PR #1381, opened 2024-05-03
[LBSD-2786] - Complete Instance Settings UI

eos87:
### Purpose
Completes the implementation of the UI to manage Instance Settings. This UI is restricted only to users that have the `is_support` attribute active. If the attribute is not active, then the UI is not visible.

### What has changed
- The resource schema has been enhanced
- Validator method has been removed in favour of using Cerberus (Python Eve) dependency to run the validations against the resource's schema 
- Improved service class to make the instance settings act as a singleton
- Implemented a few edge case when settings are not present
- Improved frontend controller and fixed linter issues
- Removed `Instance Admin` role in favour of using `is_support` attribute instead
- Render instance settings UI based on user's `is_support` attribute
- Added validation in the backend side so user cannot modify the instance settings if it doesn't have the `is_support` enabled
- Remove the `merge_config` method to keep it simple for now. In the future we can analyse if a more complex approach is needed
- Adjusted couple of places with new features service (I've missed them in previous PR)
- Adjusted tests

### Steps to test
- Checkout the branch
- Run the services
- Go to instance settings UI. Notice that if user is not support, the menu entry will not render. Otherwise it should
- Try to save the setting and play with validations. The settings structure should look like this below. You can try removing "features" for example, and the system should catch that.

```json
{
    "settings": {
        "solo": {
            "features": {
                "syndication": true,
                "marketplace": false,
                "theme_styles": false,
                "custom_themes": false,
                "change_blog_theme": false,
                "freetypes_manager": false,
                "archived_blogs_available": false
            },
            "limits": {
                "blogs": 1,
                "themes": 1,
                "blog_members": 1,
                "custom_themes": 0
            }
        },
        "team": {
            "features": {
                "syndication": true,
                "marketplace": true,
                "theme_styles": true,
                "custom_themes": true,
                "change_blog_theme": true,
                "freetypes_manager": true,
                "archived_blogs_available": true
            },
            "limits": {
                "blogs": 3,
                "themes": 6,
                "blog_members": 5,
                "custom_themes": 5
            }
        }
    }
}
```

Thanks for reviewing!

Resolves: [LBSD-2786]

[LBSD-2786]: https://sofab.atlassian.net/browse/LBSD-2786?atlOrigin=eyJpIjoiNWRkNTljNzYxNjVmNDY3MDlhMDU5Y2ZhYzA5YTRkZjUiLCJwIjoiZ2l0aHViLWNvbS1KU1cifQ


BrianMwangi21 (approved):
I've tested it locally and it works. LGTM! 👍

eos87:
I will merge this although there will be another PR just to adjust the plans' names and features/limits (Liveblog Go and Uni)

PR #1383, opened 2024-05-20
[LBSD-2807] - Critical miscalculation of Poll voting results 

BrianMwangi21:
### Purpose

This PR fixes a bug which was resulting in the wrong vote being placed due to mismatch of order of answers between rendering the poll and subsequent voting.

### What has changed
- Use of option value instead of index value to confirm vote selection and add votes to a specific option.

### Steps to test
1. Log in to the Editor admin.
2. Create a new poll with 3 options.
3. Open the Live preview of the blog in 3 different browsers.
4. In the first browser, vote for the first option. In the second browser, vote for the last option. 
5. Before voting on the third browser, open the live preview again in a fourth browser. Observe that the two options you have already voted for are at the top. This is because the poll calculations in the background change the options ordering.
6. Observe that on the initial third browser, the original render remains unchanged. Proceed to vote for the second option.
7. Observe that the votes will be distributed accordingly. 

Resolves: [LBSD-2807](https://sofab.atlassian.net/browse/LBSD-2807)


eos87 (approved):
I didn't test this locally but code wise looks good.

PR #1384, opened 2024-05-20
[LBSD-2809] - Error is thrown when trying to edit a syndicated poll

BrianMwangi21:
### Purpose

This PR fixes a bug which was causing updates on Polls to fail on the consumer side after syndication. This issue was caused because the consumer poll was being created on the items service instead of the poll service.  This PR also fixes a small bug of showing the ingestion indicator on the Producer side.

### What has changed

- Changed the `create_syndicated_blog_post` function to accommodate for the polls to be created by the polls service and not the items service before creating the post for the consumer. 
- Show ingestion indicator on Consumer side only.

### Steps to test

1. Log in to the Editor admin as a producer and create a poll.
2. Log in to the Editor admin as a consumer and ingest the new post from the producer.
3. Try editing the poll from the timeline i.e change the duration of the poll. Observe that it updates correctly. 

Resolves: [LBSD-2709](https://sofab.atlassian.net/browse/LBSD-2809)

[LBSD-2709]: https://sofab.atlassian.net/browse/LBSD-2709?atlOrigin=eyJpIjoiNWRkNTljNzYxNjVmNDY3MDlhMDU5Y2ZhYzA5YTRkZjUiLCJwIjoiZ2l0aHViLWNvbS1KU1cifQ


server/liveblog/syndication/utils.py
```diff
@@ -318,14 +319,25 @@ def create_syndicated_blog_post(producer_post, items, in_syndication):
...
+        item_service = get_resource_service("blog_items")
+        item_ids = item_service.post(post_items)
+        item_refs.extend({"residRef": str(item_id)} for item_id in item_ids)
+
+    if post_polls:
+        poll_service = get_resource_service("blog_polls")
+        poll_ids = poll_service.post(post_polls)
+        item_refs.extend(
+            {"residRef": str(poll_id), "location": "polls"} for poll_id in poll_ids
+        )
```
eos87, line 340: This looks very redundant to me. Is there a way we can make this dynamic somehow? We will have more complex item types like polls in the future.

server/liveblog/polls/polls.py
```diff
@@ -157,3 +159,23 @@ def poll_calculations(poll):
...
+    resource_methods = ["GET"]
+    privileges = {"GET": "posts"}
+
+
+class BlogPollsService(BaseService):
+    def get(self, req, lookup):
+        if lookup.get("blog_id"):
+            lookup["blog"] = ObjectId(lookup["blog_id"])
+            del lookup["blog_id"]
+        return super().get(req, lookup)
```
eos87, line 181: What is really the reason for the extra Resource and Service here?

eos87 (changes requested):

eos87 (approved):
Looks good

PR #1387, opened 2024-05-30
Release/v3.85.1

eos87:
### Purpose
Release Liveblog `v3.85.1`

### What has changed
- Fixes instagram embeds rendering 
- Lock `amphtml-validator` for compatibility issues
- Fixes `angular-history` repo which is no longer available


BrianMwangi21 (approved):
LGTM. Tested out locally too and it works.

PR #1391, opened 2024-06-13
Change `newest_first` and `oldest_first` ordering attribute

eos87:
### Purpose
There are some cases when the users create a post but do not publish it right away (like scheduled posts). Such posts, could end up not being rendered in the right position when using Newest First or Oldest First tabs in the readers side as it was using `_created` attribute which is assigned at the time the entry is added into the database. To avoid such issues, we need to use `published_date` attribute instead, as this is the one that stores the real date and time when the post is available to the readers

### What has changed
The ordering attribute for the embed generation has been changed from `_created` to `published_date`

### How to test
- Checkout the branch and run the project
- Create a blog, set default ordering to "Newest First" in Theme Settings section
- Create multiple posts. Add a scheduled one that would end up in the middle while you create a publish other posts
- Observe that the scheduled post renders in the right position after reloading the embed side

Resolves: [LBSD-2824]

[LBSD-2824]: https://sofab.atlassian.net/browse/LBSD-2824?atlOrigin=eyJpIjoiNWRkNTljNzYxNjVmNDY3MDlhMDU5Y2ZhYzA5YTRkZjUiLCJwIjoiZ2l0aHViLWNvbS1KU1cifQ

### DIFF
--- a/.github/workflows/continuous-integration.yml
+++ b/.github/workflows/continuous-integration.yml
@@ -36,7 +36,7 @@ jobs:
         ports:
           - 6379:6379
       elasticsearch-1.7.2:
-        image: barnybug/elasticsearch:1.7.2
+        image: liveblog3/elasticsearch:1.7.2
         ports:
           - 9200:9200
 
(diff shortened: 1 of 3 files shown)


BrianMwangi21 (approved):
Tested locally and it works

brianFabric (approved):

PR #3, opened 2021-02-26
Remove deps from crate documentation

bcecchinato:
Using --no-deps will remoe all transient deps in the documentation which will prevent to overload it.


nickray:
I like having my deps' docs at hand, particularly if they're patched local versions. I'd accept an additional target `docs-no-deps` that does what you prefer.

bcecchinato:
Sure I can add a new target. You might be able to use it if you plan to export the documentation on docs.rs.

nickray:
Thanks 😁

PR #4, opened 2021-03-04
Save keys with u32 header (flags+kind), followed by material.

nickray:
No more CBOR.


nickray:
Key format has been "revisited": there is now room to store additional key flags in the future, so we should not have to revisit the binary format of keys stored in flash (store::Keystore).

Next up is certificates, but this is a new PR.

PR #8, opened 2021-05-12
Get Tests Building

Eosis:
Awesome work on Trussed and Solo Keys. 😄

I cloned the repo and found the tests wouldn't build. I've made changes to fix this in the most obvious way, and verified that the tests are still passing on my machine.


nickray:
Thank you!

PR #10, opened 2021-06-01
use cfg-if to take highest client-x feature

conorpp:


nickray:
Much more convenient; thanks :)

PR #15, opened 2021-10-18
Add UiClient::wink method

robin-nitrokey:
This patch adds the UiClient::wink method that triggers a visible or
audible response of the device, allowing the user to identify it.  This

Task details — For the word "image", show every line of the entries that holds it.

Solution to this exercise —
-        image: barnybug/elasticsearch:1.7.2
+        image: liveblog3/elasticsearch:1.7.2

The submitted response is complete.